Someone always loses with subscription models, either consumers, creators or vendors. In most other places, it's the content creators that lose. So far, with books, it's been the vendors. Amazon can afford to lose because that's what they do, but other companies can't, so they'll fold because they can't pass that loss on to content creators yet. Piracy isn't bad in the book market, meaning trade publishers aren't being forced into subscription services like music and television creators. Trade publishers will pack up shop and leave if the burden shifts to them.


----------



## Gone To Croatan (Jun 24, 2011)

Briteka said:


> It's not Amazon hate, it's hate towards a single company, whatever it is, dominating a single market. There's rightful fear of that because, well, never in history has that worked out well for anyone but the dominating company. Amazon won't be any different.


Bingo. We just don't want Amazon to become _The Great Gatekeeper_, as trade publishers used to be.

Imagine a world where only Amazon sells ebooks, and they suddenly decide they're not going to sell -insert-your-genre-here- any more. Or just ban your account because you publish a politically-incorrect book.

Sadly, no-one else really seems to care about selling ebooks, so there's no serious competition.

As for Oyster, some of us have been pointing out for a long time that these services made no financial sense. Only Amazon can make money from a subscription, because only Amazon can get books into its service while paying authors a pittance. The others had to offer far more money to get the books into their store, which meant they had to charge more or make a loss.


----------



## Guest (Sep 22, 2015)

Briteka said:


> never in history has that worked out well for anyone but the dominating company.

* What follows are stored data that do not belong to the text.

PR #114, opened 2022-06-25
Push split monorepo directly to master branches

caendesilva:
Want to test pushing the monorepo packages directly to the master branches. Since we are in v0.x I think it's okay if they are not entirely stable. This will reduce developer complexity a lot, and make it faster to deploy releases, allowing for more frequent and more scoped releases with less headache as merge pull requests don't need to be synced.

Once Hyde enters 1.x and becomes stable develop branches would make more sense.

### DIFF
--- a/.github/workflows/split-monorepo.yml
+++ b/.github/workflows/split-monorepo.yml
@@ -24,7 +24,7 @@ jobs:
     runs-on: ubuntu-latest
     environment:
       name: hydephp/framework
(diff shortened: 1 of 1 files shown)


caendesilva:
Got an idea that an easy way to have a stable (as stable as it gets during beta) branch to push changes to master, but upon release the release changes are pushed to a stable branch

Issue #169, opened 2022-07-04
Move the build loop to a service


caendesilva:
I like keeping console commands light, as I think they should mainly be an easy way to access and trigger services. Think of it as the frontend to an API. Currently the main Hyde static site building process is done in the HydeBuildStaticSiteCommand, and while I managed to put a lot of the logic into traits I do still think the command class can be simplified by moving to a service, which would also use the new router.

The reason I've had everything in the command is because I did not want to lose the Symfony progress bars, but I'm rather sure that we can access those by passing the output interface to the service.

PR #174, opened 2022-07-04
Create build service to utilize the router and move logic away from command 

emmadesilva:
This update refactors the static site building process to handle logic in a service, to fix https://github.com/hydephp/develop/issues/169.

As part of this refactor, the build loop no longer pulls data from the collection service, instead, the route index provided by the new Router serves as the origin of truth for what files to compile.

The rebuild service has not yet been refactored.

### DIFF
--- a/packages/framework/src/Services/BuildService.php
+++ b/packages/framework/src/Services/BuildService.php
@@ -57,7 +57,7 @@ class BuildService
         $this->needsDirectory(Hyde::getSiteOutputPath('media'));
 
         $collection = CollectionService::getMediaAssetFiles();
-        $this->comment("Transferring Media Assets...");
+        $this->comment('Transferring Media Assets...');
 
         $this->withProgressBar($collection,
             function ($filepath) {


packages/framework/src/Services/BuildService.php
```diff
@@ -0,0 +1,144 @@
...
+    }
+
+    protected function getDiscoveredModels(): Collection
+    {
+        return $this->router->getRoutes()->map(function (Route $route) {
+            return $route->getPageType();
+        })->unique();
+    }
+
+    protected function canRunBuildAction(array|\Countable $collection, string $pageClass, ?string $verb = null): bool
```
caendesilva, line 77: Using the router instead of the collection service brings a side effect; no empty collections will be passed to the build loop. While this sadly means we won't get the `No $name found. Skipping...` message, we can also reduce complexity by removing this helper method.

caendesilva: Resolved in https://github.com/hydephp/develop/pull/174/commits/301b904888b87bc4155a9cdcd9263930be24070c

caendesilva: Remember to update the changelog!

Issue #179, opened 2022-07-04
Convert navigation menu generation to service


caendesilva:
I think I will convert the navigation menu to a service, taking it's base from the router.

_Originally posted by @caendesilva in https://github.com/hydephp/develop/issues/76#issuecomment-1174074817_

Issue #77, opened 2022-06-20
Feature request: Add front matter option to Markdown pages to hide them from the navbar


caendesilva:

caendesilva:
I think this could be something to add as a public property in the Markdown page models added upon parsing the source files. They can then be filtered when creating the navigation menu. See https://github.com/hydephp/develop/issues/179

caendesilva:
Upcoming release will add the following front matter option to exclude a page from the navigation menu

```yaml
hidden: true
```

PR #187, opened 2022-07-05
Convert navigation menu generation to service 

caendesilva:
Will resolve the following

 

- [ ] Fix https://github.com/hydephp/develop/issues/77
- [ ] Fix https://github.com/hydephp/develop/issues/179
- [ ] Fix https://github.com/hydephp/develop/issues/193
- [ ] Fix https://github.com/hydephp/develop/issues/197


caendesilva:
Dropping support for automatic linking to readmes in documentation pages. It adds a lot of complexity, and if your docs site doesn't have an index.html page that's gonna cause larger issues with the site.

packages/framework/src/Modules/Navigation/NavigationMenu.php
```diff
@@ -0,0 +1,51 @@
...
+                $this->push($route);
+            }
+        });
+
+        return $this;
+    }
+
+    protected function getHomeRoute(): Route
+    {
+        return Route::get('index') ?? throw new RouteNotFoundException('index');
```
caendesilva, line 49: I'm a bit torn on this. On the other hand, I like to know when things go wrong. But in some cases, you may be using Hyde to just generate single pages, granted you might not need a navigation menu, but you could if you wanted external links for example. It could be nice to send it as a warning, or make it configurable, but I don't think that complexity is warranted right now.

PR #201, opened 2022-07-09
Add new support for custom navigation menu links

caendesilva:


packages/framework/src/Models/NavItem.php
```diff
@@ -23,29 +25,49 @@ class NavItem
...
         $this->title = $title;
         $this->priority = $priority;
         $this->hidden = $hidden;
     }
 
-    public static function fromRoute(RouteContract $route): static
+    /**
+     * Create a new navigation menu item from a route.
+     */
+    public static function toRoute(RouteContract|string $route, ?string $title = null, ?int $priority = null, ?bool $hidden = null): static
```
caendesilva, line 49: I don't see a use case where this would be needed. All top level routes are automatically discovered, and there are now (better and other) ways to change priorities and labels. The only time it'd be used is when adding a link to a non-root, non-documentation-index page. And that edge case I don't think warrants the added complexity. Plus, that could easily be solved by passing an href, or by creating a fake page that redirects to a nested page.

caendesilva: Resolved in #54004e60f

caendesilva: Note that Hyde will still accept routes being set in the config, but you won't be able to set titles and priorities, and it's not "officially" supported in the terms it's something we at this stage will make an effort to keep working and have tests for.

PR #211, opened 2022-07-10
Update sitemap generator to use the router

caendesilva:
Refactors how the sitemap is generated, by utilizing the router. The actual XML result does not change.


caendesilva:
I notice it is much slower (relatively speaking). About 70ms instead of 5ms when running `php hyde build:sitemap.` But when using `php hyde build` it's around 7ms which is pretty much exactly the same as the old implementation. The reason for this is that Hyde needs to discover all the routes, which takes a bit. But it only needs to do to one per application lifecycle.

PR #251, opened 2022-07-19
Breaking: Refactor documentation layouts to use Tailwind and Alpine.js

caendesilva:
As there are a lot of changes, here is a quick overview of the major ones. 

- Alpine.js is now used for interactions.
- HydeFront has been rewritten and is now on version 2.x.
- The hyde.css and hyde.js files have now for all intents and purposes been merge into app.css and refactored to Alpine.js, respectively.
- The documentation pages are now styled using TailwindCSS instead of Lagrafo.

Note that the goal with this release is to make the framework more stable and developer friendly, but without it affecting the end user experience. For example, the visual experience as well as the interactions of the refactored documentation pages are minimal and most users won't notice any change. However, for developers, the changes are significant and will reduce a lot of complexity in the future.


caendesilva:
Should not be merged until we have Cypress tests in place to cover multiple test cases to make sure it doesn't break anything.

caendesilva:
Changing scope of HydeFront, some things like specific documentation page layouts don't make much sense with TailwindCSS. Instead, I'm going to try use HydeFront as modules importable with Laravel Mix.

PR #192, opened 2018-06-11
Explicitly mention that FS may be imprecise

### LINKED ISSUE #147: Allow FS to be imprecise

aswaterman:
Closes #147

### DIFF
--- a/src/machine.tex
+++ b/src/machine.tex
@@ -831,6 +831,19 @@ register state.  In particular, setting FS=Off does not destroy the state, nor
 does setting FS=Initial clear the contents.  Other extensions might not
 preserve state when set to Off.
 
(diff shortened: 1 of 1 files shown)


palmer-dabbelt:
Also closes https://github.com/riscv/riscv-isa-manual/pull/185

PR #194, opened 2018-06-14
Help the reader by pointing at TVM, TW and TSR in the relevant sections

gameboo:
Sections that are possibly distant in the document from the `mstatus` section are often affected by bits in the `mstatus` register.
I suggest helping the reader by mentioning that specific instructions/csrs are influenced by `mstatus` where those instructions/csrs are defined as opposed to exclusively in the `mstatus` section.

EDIT: Added a mention of TSR when describing SRET as well.

Additionally, when describing the `mstatus` TW field, shoud U-mode be mentioned in the case that user interrupts are enabled?

### DIFF
--- a/src/machine.tex
+++ b/src/machine.tex
@@ -2011,9 +2011,10 @@ MRET/SRET/URET & 0 & PRIV & 0 & SYSTEM \\
 To return after handling a trap, there are separate trap return
 instructions per privilege level: MRET, SRET, and URET.  MRET is
 always provided. SRET must be provided if supervisor mode is
-supported, and should raise an illegal instruction otherwise.
-URET is only provided if user-mode traps are supported, and
-should raise an illegal instruction otherwise.
+supported, and should raise an illegal instruction exception otherwise. SRET
+should also raise an illegal instruction exception when TSR=1 in {\tt mstatus},
+as described in Section~\ref{virt-control}. URET is only provided if user-mode
+traps are supported, and should raise an illegal instruction otherwise.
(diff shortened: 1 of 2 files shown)


aswaterman:
I don't actually think TVM is germane to the supervisor-ISA section.  It seems like an abstraction violation to describe it here.

Supervisor-mode software shouldn't be able to tell whether TVM is set, and a hypothetical pure-supervisor (no-M-mode) hardware implementation wouldn't have TVM.

gameboo:
I see... When coming from the angle of the implementer, it is still somewhat frustrating to think that you are "doing everything that the instruction should do" and realise after chasing various different things that your answer lies in that other section you should have remembered... Would simply mentioning the `mstatus` section without naming the field be acceptable ?

aswaterman:
Re: edit 2: yes, these are just compliant w.r.t. different platform specifications.  For example, qemu-user is meant to be a compliant implementation of the RV user-level ISA, but of course it isn't a compliant RV S-mode implementation, since it doesn't implement S-mode.

I'll read and comment on your revised commit soon.

aswaterman:
btw, editing posts doesn't cause github to send more email, so it's better to write a new post (or delete then write a new post)

gameboo:
> editing posts doesn't cause github to send more email

Good to know! thanks

gameboo:
I added a new commit. Not sure if those trigger notifications...

aswaterman:
Yep, new commits send email notifications to people who have already interacted with the PR.

aswaterman:
Looks good now, thanks!

PR #198, opened 2018-06-18
Strengthen guidance on the need to clear a reservation using SC

asb:
Commit 170f3c5 clarified that reservations can be cleared with an SC to
a dummy memory location. As discussed
<https://github.com/riscv/riscv-isa-manual/commit/170f3c52bd134ac90c3467f77925fdaa68e9b8f6#commitcomment-29386537>,
this patch makes it clear that the reservation "should" be cleared in
this way during a preemptive context switch.

Anyone writing preemptive context switch code should be forcibly
clearing load reservations. Although other mechanisms might be used,
this is the standard way of doing it (hence "should" rather than
"must").

### DIFF
--- a/src/a.tex
+++ b/src/a.tex
@@ -215,8 +215,9 @@ any address) between the LR and the SC in program order.  In other
 words, multiple outstanding reservations are not permitted.
 
 \begin{commentary}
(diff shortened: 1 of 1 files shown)


aswaterman:
thanks

PR #201, opened 2018-06-20
Clarify that AMOs are always stores, and clarify fence.tso configs

daniellustig:
Two small updates to the memory model text

1) Clarify that AMOs are always semantically considered stores
2) Attempt to clarify #186


aswaterman:
@asb this looks to me to address #186, so I’m going to merge.

Thanks @daniellustig

PR #203, opened 2018-06-26
Clarification of NOP description

wdc-pnl:
Addition of instret to state changed by NOP.


aswaterman:
Merged manually in f94493344f5c8351b277f28c3a200b3e5e5b63d6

Never? I mean, I'm with you on the Amazon-shouldn't-be-the-only-big-player thing, but I'm naturally skeptical of blanket statements like this.


----------



## KelliWolfe (Oct 14, 2014)

Ebook subscription services cannot be run at a profit. It's simply not possible. Comparisons to digital music don't work. Books aren't music. They're not consumed in the same way and what works for one isn't going to work for the other. And people don't go out and buy ebook subscriptions like they do gym memberships after New Year's. That's pure wishful thinking on the part of the subscription services. Any ebook subscription service is going to operate as a loss because the people buying the subcriptions are the ones who'll read a book a day.

It makes sense for Amazon to run KU at a loss because it's their gateway drug. You go in to get a quick read and end up buying a new 55" LCD TV for your mom's birthday present while you're in there.

There is no such incentive for either Google or Apple to run such a service. There's nothing for it to act as a gateway to. "Read all you want for $9.99 so you'll buy a $0.99 song while you're in the store looking for your next read" doesn't make a lot of sense. And even if Google decided for some reason that they wanted to do this, I have serious doubts that they would have the ability to pull it off. They absolutely suck at mass-market software and UIs. They make Apple software ported to Windows look good in comparison.


----------



## Gone To Croatan (Jun 24, 2011)

KelliWolfe said:


> Ebook subscription services cannot be run at a profit. It's simply not possible.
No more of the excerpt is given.